## Problem description
Please transcribe exactly, and only, the lines of the data below between the line holding "MusicDin: Could we" and the line holding "markylaing: I'm open", inclusive.

(Collected data)
────────────────────────────────────────

PR #15552, opened 2025-05-10
Cluster: Add post-migration instance device cleanup

kadinsayani:
Fixes https://github.com/canonical/lxd/issues/15511.

### DIFF
--- a/lxd/device/nic_bridged.go
+++ b/lxd/device/nic_bridged.go
@@ -876,6 +876,20 @@ func (d *nicBridged) postStop() error {
 	return nil
 }
 
+// PostMigrateSend is run after an instance is migrated to another cluster member.
+func (d *nicBridged) PostMigrateSend() error {
+	// Populate device config with volatile fields (hwaddr) if needed.
+	networkVethFillFromVolatile(d.config, d.volatileGet())
+
+	// Remove device (removing dnsmasq lease and config). This is required to reset leases post-migration.
+	err := d.Remove()
+	if err != nil {
+		return err
+	}
+
+	return nil
+}
+
 // Remove is run when the device is removed from the instance or the instance is deleted.
 func (d *nicBridged) Remove() error {
 	// Handle the case where validation fails but the device still must be removed.
--- a/lxd/instance/drivers/driver_common.go
+++ b/lxd/instance/drivers/driver_common.go
@@ -510,6 +510,24 @@ func (d *common) deviceVolatileSetFunc(devName string) func(save map[string]stri
 	}
 }
 
+// postMigrateSendCommon handles the common part of instance post-migration send.
+func (d *common) postMigrateSendCommon(inst instance.Instance) error {
+	// Perform post-migration device cleanup.
+	for devName, devConfig := range d.ExpandedDevices() {
+		dev, err := d.deviceLoad(inst, devName, devConfig)
+		if err != nil {
+			return err
+		}
+
+		err = dev.PostMigrateSend()
+		if err != nil {
+			return err
+		}
+	}
+
+	return nil
+}
+
 // expandConfig applies the config of each profile in order, followed by the local config.
 func (d *common) expandConfig() error {
 	var globalConfigDump map[string]any
--- a/lxd/instance/drivers/driver_lxc.go
+++ b/lxd/instance/drivers/driver_lxc.go
@@ -6382,6 +6382,11 @@ func (d *lxc) MigrateReceive(args instance.MigrateReceiveArgs) error {
 	}
 }
 
+// PostMigrateSend performs any required cleanup steps after an instance has been migrated to another member.
+func (d *lxc) PostMigrateSend() error {
+	return d.postMigrateSendCommon(d)
+}
+
 // ConversionReceive establishes the filesystem connection, transfers the filesystem / block volume,
 // and creates an instance from it.
 func (d *lxc) ConversionReceive(args instance.ConversionReceiveArgs) error {
--- a/lxd/instance/drivers/driver_qemu.go
+++ b/lxd/instance/drivers/driver_qemu.go
@@ -7568,6 +7568,11 @@ func (d *qemu) MigrateReceive(args instance.MigrateReceiveArgs) error {
 	}
 }
 
+// PostMigrateSend performs any required cleanup steps after an instance has been migrated to another member.
+func (d *qemu) PostMigrateSend() error {
+	return d.postMigrateSendCommon(d)
+}
+
 // ConversionReceive establishes the filesystem connection, transfers the filesystem / block volume,
 // and creates an instance from it.
 func (d *qemu) ConversionReceive(args instance.ConversionReceiveArgs) error {
--- a/lxd/instance_post.go
+++ b/lxd/instance_post.go
@@ -651,7 +651,8 @@ func instancePostMigration(s *state.State, inst instance.Instance, req api.Insta
 	return nil
 }
 
-// Move a non-ceph instance to another cluster node. Source and target members must be online.
+// Migrate an instance to another cluster node (supports both local and remote storage).
+// Source and target members must be online.
 func instancePostClusteringMigrate(ctx context.Context, s *state.State, srcPool storagePools.Pool, srcInst instance.Instance, newInstName string, srcMember db.NodeInfo, newMember db.NodeInfo, stateful bool, allowInconsistent bool) (func(op *operations.Operation) error, error) {
 	srcMemberOffline := srcMember.IsOffline(s.GlobalConfig.OfflineThreshold())
 
--- a/lxd/migrate_instance.go
+++ b/lxd/migrate_instance.go
@@ -156,6 +156,12 @@ func (s *migrationSourceWs) Do(state *state.State, migrateOp *operations.Operati
 		return fmt.Errorf("Failed migration on source: %w", err)
 	}
 
+	err = s.instance.PostMigrateSend()
+	if err != nil {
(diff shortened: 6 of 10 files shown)


simondeziel (commented):
Looking at the fixed issue, it seems like it should be relatively easy to add some system tests. Maybe there is already a test where a container is migrated between cluster members? If so, checking for the relevant files to be cleaned up/update would be nice.

kadinsayani:
> Looking at the fixed issue, it seems like it should be relatively easy to add some system tests. Maybe there is already a test where a container is migrated between cluster members? If so, checking for the relevant files to be cleaned up/update would be nice.

I'll add some tests :)

test/suites/clustering.sh
```diff
@@ -2514,6 +2514,15 @@ test_clustering_fan() {
   LXD_DIR="${LXD_ONE_DIR}" lxc exec c1 -- ping -c2 -W5 "${IP_C2}"
   LXD_DIR="${LXD_ONE_DIR}" lxc exec c2 -- ping -c2 -W5 "${IP_C1}"
 
+  echo "Check that the DHCP leases are cleaned up post-migration"
+  lxc stop c1
```
simondeziel, line 2518:
```suggestion
  lxc stop -f c1
```

test/suites/clustering.sh
```diff
@@ -2514,6 +2514,15 @@ test_clustering_fan() {
...
+  LXD_DIR="${LXD_ONE_DIR}" lxc move c1 --target node2
+  lxc start c1
+  if grep " c1" "${LXD_ONE_DIR}/networks/${fanbridge}/dnsmasq.leases" ; then
```
simondeziel, line 2521:
```suggestion
  if grep -qF " c1 " "${LXD_ONE_DIR}/networks/${fanbridge}/dnsmasq.leases" ; then
```

This slight tweak is to avoid any risk of matching with any IPv6 hex (granted FAN doesn't support v6) or a MAC address.

test/suites/clustering.sh
```diff
@@ -2514,6 +2514,15 @@ test_clustering_fan() {
   LXD_DIR="${LXD_ONE_DIR}" lxc exec c1 -- ping -c2 -W5 "${IP_C2}"
   LXD_DIR="${LXD_ONE_DIR}" lxc exec c2 -- ping -c2 -W5 "${IP_C1}"
 
+  echo "Check that the DHCP leases are cleaned up post-migration"
```
simondeziel, line 2517: Could you copy the exact same `grep` (without the surrounding `if`) here to ascertain that the pattern we look for is there when it should be and goes away when it should.

simondeziel (commented):
Thanks for the test, I just have tiny nitpicks.

simondeziel (dismissed):
Awesome, thanks!

tomponline (changes requested):
Whilst we're looking at this the comment:

> // Move a non-ceph instance to another cluster node. Source and target members must be online.

Is not correct, is it has explicit logic for remote storage pools.

Instead this should say something like:

> // Move an instance to another cluster node (supports both local and remote storage). Source and target members must be online.

lxd/instance_post.go
```diff
@@ -873,6 +874,30 @@ func instancePostClusteringMigrate(s *state.State, r *http.Request, srcPool stor
 			if err != nil {
 				return fmt.Errorf("Failed deleting instance on source member: %w", err)
 			}
+
+			// Perform post-migration device cleanup.
```
tomponline, line 878: This seems like a bit of a kludge as its calling the devices subsystem from outside of the instance driver subsystem (unlike the rest of the calls AFAIK).

I can see why you've done it like this because the rest of the "cleanup" done for the source instance is done outside of the instance subsystem too, like the calls to `srcPool.DeleteInstance()` above.

But I'm concerned that we've crossed a line where it doesn't make sense to continue to complicate this function, and instead perhaps we would be better off adding a `PostMigrateSend()` to the instance interface, as we already have a `MigrateSend()` function called from `migrationSourceWs.Do()`.

And then move the stuff from line 817 to `if !stateful && srcInstRunning {` (not inclusive)  into the instance subsystem.

Then we would rename the device's `PostMigrate` to `PostMigrateSend` to mirror the instance's one and to show this should only be called on the sender.

This way we would nicely segregate the source instance post migration send logic into the instance subsystem.

kadinsayani:
I think it makes sense to land https://github.com/canonical/lxd/pull/15595 first, since that PR significantly reworks server-side migration logic. I'll keep this PR as draft for now.

kadinsayani:
> I think it makes sense to land #15595 first, since that PR significantly reworks server-side migration logic. I'll keep this PR as draft for now.

On second thought, it’s fine if we decide to merge this PR first. After all, #15595 is significantly larger and requires more review.

lxd/instance_post.go
kadinsayani: I’ve implemented a `PostMigrateSend()` function for the new cleanup steps. However, I haven’t moved the cleanup steps from `instancePostClusteringMigrate` because that function is meant to be called by the target/receiver.

lxd/device/nic_bridged.go
```diff
@@ -876,6 +876,20 @@ func (d *nicBridged) postStop() error {
 	return nil
 }
 
+// PostMigrateSend is run after an instance is migrated to another cluster member.
+func (d *nicBridged) PostMigrateSend() error {
+	// Populate device config with volatile fields (hwaddr) if needed.
+	networkVethFillFromVolatile(d.config, d.volatileGet())
+
+	// Remove device (removing dnsmaq lease and config). This is required to reset leases post-migration.
```
simondeziel: `s/dnsmaq/dnsmasq/`

lxd/instance/drivers/driver_lxc.go
```diff
@@ -6382,6 +6382,16 @@ func (d *lxc) MigrateReceive(args instance.MigrateReceiveArgs) error {
...
 }
 
+// PostMigrateSend performs any required cleanup steps after an instance has been migrated to another member.
+func (d *lxc) PostMigrateSend() error {
+	err := d.postMigrateSendCommon(d)
+	if err != nil {
+		return err
+	}
+
+	return nil
```
simondeziel: Maybe it's a question of style/convention but I find this to read better.
```suggestion
	return d.postMigrateSendCommon(d)
```

lxd/instance/drivers/driver_qemu.go
```diff
@@ -7568,6 +7568,16 @@ func (d *qemu) MigrateReceive(args instance.MigrateReceiveArgs) error {
 	}
 }
 
+// PostMigrateSend performs any required cleanup steps after an instance has been migrated to another member.
+func (d *qemu) PostMigrateSend() error {
+	err := d.postMigrateSendCommon(d)
```
simondeziel: Same here.

simondeziel (approved):

nmezhenskyi (approved):
LGTM!

lxd/instance/drivers/driver_common.go
```diff
@@ -510,6 +510,32 @@ func (d *common) deviceVolatileSetFunc(devName string) func(save map[string]stri
...
 
+// postMigrateSendCommon handles the common part of instance post-migration send.
+func (d *common) postMigrateSendCommon(inst instance.Instance) error {
+	// Perform post-migration device cleanup.
+	devices := d.ExpandedDevices()
+	localConfig := d.LocalConfig()
+
+	for devName, devConfig := range devices {
+		// Restore hardware address for NIC devices from volatile config.
+		if devConfig["type"] == "nic" && devConfig["hwaddr"] == "" && localConfig["volatile."+devName+".hwaddr"] != "" {
```
tomponline: This isn't needed right? Because this is what `networkVethFillFromVolatile` does in the earlier commit?

I'd prefer to avoid putting device specific logic into device agnostic areas of the code.

lxd/instance/drivers/driver_common.go
```diff
@@ -510,6 +510,32 @@ func (d *common) deviceVolatileSetFunc(devName string) func(save map[string]stri
 	}
 }
 
+// postMigrateSendCommon handles the common part of instance post-migration send.
+func (d *common) postMigrateSendCommon(inst instance.Instance) error {
+	// Perform post-migration device cleanup.
+	devices := d.ExpandedDevices()
+	localConfig := d.LocalConfig()
+
+	for devName, devConfig := range devices {
```
tomponline: Can just do `devName, devConfig := range d.ExpandedDevices()`

lxd/migrate_instance.go
```diff
@@ -156,6 +156,12 @@ func (s *migrationSourceWs) Do(state *state.State, migrateOp *operations.Operati
 		return fmt.Errorf("Failed migration on source: %w", err)
 	}
 
+	err = s.instance.PostMigrateSend()
+	if err != nil {
+		l.Error("Failed post-migration cleanup on source", logger.Ctx{"err": err})
```
tomponline: "cleanup" isn't appropriate here, as we dont know that what each instance/device will do is "cleanup".

tomponline (changes requested):
A few nits, but overall this looks nice, thanks.

lxd/instance/drivers/driver_common.go
kadinsayani: Correct, thanks for pointing that out.

kadinsayani:
> A few nits, but overall this looks nice, thanks.

Thanks for your review, I've addressed your comments :)

tomponline (approved):
thanks!

PR #15975, opened 2025-07-07
Daemon: Only enforce content-type checks for browser clients

tomponline:
And change browser client detection to look for user-agents that start with `Mozilla`.


skozina (dismissed):

simondeziel (approved):
Thanks!

PR #15985, opened 2025-07-08
Use generic status text in LXD responses

markylaing:
When using e.g. `response.NotFound(nil)`, the error message is different from `response.SmartError(api.NewGenericStatusError(http.StatusNotFound))` (`not found` vs `Not Found`). 

This might seem inconsequential, but generic status errors are used to mask permission errors when view access is denied. If an access check requires some pre-processing (such as expanding an image fingerprint) then differences between these error messages can expose information.

This commit makes these `response.NotFound`, `response.Forbidden` etc. more consistent by using the `http.StatusText` for the error code rather than custom error messages.


lxd/response/response.go
```diff
@@ -290,75 +290,69 @@ type errorResponse struct {
 	msg  string // Message to return in the Error field of the response body.
 }
 
+// errorMessage returns the contents of the error if non-nil. Otherwise, the default [http.StatusText] is returned for
+// the code.
+func errorMessage(code int, err error) string {
```
MusicDin: Could we just do that when rendering the response? For example, if error message is not provided, to default to status code message?

markylaing: I'm open to that, though I'm not sure it will be any cleaner since we'll still need to check if the error is non-nil... I'll see if it works better :)

markylaing: Hmm no I don't like it as much. To make it concise you still end up with e.g.:
```go
// errorMessage returns the contents of the error if non-nil.
func errorMessage(err error) string {
	if err != nil {
		return err.Error()
	}

	return ""
}

// Unavailable return an unavailable response (503) with the given error.
func Unavailable(err error) Response {
	code := http.StatusServiceUnavailable
	return &errorResponse{code: code, msg: errorMessage(err)}
}

// Render renders a response that indicates an error on the request handling.
func (r *errorResponse) Render(w http.ResponseWriter, req *http.Request) error {
	if r.msg == "" {
		r.msg = http.StatusText(r.code)
	}

        /* etc. */
}
```

MusicDin: Could `errorResponse` store `err` instead of `msg`?

tomponline (commented):
Does this need to be added to our `api` package, thus expanding the size of the API that we provide for this package?

This seems like an internal concern.

markylaing:
> Does this need to be added to our `api` package, thus expanding the size of the API that we provide for this package?

I'm not sure what you mean. The response package imports a bunch of packages under `lxd/`, so I don't think it's suitable for moving under `shared/api` at this stage.

tomponline:
> > Does this need to be added to our `api` package, thus expanding the size of the API that we provide for this package?
> 
> I'm not sure what you mean. The response package imports a bunch of packages under `lxd/`, so I don't think it's suitable for moving under `shared/api` at this stage.

I mean i dont think it should be in the `api` package. That is a shared package, whereas this is a server-side thing.

markylaing:
> > > Does this need to be added to our `api` package, thus expanding the size of the API that we provide for this package?
> > 
> > 
> > I'm not sure what you mean. The response package imports a bunch of packages under `lxd/`, so I don't think it's suitable for moving under `shared/api` at this stage.
> 
> I mean i dont think it should be in the `api` package. That is a shared package, whereas this is a server-side thing.

I agree - This PR doesn't add anything to the `api` package.

lxd/response/response.go
markylaing: That works well actually. Will change.

tomponline:
> > > > Does this need to be added to our `api` package, thus expanding the size of the API that we provide for this package?
> > > 
> > > 
> > > I'm not sure what you mean. The response package imports a bunch of packages under `lxd/`, so I don't think it's suitable for moving under `shared/api` at this stage.
> > 
> > 
> > I mean i dont think it should be in the `api` package. That is a shared package, whereas this is a server-side thing.
> 
> I agree - This PR doesn't add anything to the `api` package.

Oh right i thought `NewGenericStatusError` was new for this PR. All good then

markylaing:
I've just updated `errorResponse` to take an `err error` field instead of a `msg string` field as per @MusicDin's suggestion.

MusicDin (approved):
Thanks! I really appreciate this change :)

────────────────────────────────────────

## Exercise result
MusicDin: Could we just do that when rendering the response? For example, if error message is not provided, to default to status code message?

markylaing: I'm open to that, though I'm not sure it will be any cleaner since we'll still need to check if the error is non-nil... I'll see if it works better :)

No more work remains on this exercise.